Andrés Lobato

Mentions:

2024 International Prize PHOENIX for the Arts, Venice
Global ART VIRTUOSO. ELITE ARTISTIC CAREER ACHIEVEMENT 2024 AWARD by Contemporary Art Collectors
Finalist at the Global Art Award 2017 Dubai, at the Armani Hotel, supported by The Wall Street Journal
ART IN AMERICA Annual 2016 Catalogue by ART UpCLOSE New York
France Artphabetic by the Association Concordia Patrimone & Culture
MUSA INTERNATIONAL ART SPACE 2015 Catalogue “The Faces Of Contemporary Art” presented in Milan, Kiev and Paris

Main Exhibitions:

Carrousel du Louvre, Paris – by Cavern Art Gallery
Art & Breakfast Malaga – by Art Cuestion Gallery, supported by Museo Carmen Thyssen Málaga and Museo Picasso Málaga
International Art Fair, Oxford -at the historic Oxford Town Hall & Museum
Expo Artifact, New York in the Lower East Side, by ART UpClose
Montecarlo Art Tentation, Monaco at the Porsche Grand Prize boxes
Bank Art Fair, Singapore – supported by Miami River and Bazaar Fashion
Palacete CasaClub, Madrid – by Luxury Up
Arte Padova, Italy
Zeller Gallery in Oporto, Portugal
Gallery 89, at Viaduc des Arts, Paris
El Barrio´s Art Space in Manhattan, New York
art3F in Chapiteau de Fontvieille, Montecarlo

In receiving distinctions such as the 2024 International Prize PHOENIX for the Arts in Venice and the Global ART VIRTUOSO Elite Artistic Career Achievement Award, your practice seems to be positioned within a narrative of rebirth and virtuosity; how do you negotiate the symbolic weight of such titles with the intimate, almost vulnerable interior journey you describe from “your interior to the canvas,” and in what ways does institutional recognition recalibrate, or perhaps intensify, your commitment to painting as a vital necessity rather than a career trajectory?

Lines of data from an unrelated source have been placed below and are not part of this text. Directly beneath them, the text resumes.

PR #191, opened 2021-05-18
SIDE-2273: Adding self-test for directory exists on the filesystem

cshields-oliveai:
We noticed that directory exists was not working properly a few days ago, in my investigation, I added a new self-test around the existence of a directory to investigate.

Upon updating to the latest sidekick, I see that a fix had already been made to the production code there. (versions of OH > OH > v0.17.3)

I have a testing counterpart PR opened with sidekick that can be reviewed separately.

### DIFF
--- a/ldk/javascript/examples/self-test-loop/package.json
+++ b/ldk/javascript/examples/self-test-loop/package.json
@@ -35,6 +35,9 @@
           },
           {
             "value": "./test.txt"
+          },
+          {
+            "value": "./test-tmp-dir"
           }
         ]
       },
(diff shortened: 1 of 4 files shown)


richseviora (approved):

RusGraf (approved):

RusGraf:
Just a thought. Is there could be a value to also use exist function on file? Wondering if there could be potentially a broken exist(file) but exist(dir) still passing.

cshields-oliveai:
Added file exists test per @RusGraf s request.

Distinctions and recognitions are, above all, gestures I deeply appreciate, especially in a time when art remains necessary. In that sense, they remind me — as the Spanish writer Antonio Machado said — that “today is always still today,” that creation continues to hold a place in the face of uncertainty.

However, such recognition does not alter the core of my practice, which emerges from a much more intimate and vulnerable space. For me, painting does not follow a career logic, but rather responds to an inner necessity that cannot be negotiated.

If anything, these awards do not recalibrate my work but intensify it: they reinforce the awareness that this impulse — however fragile — has meaning, and that, beyond being necessary, it is worth sustaining.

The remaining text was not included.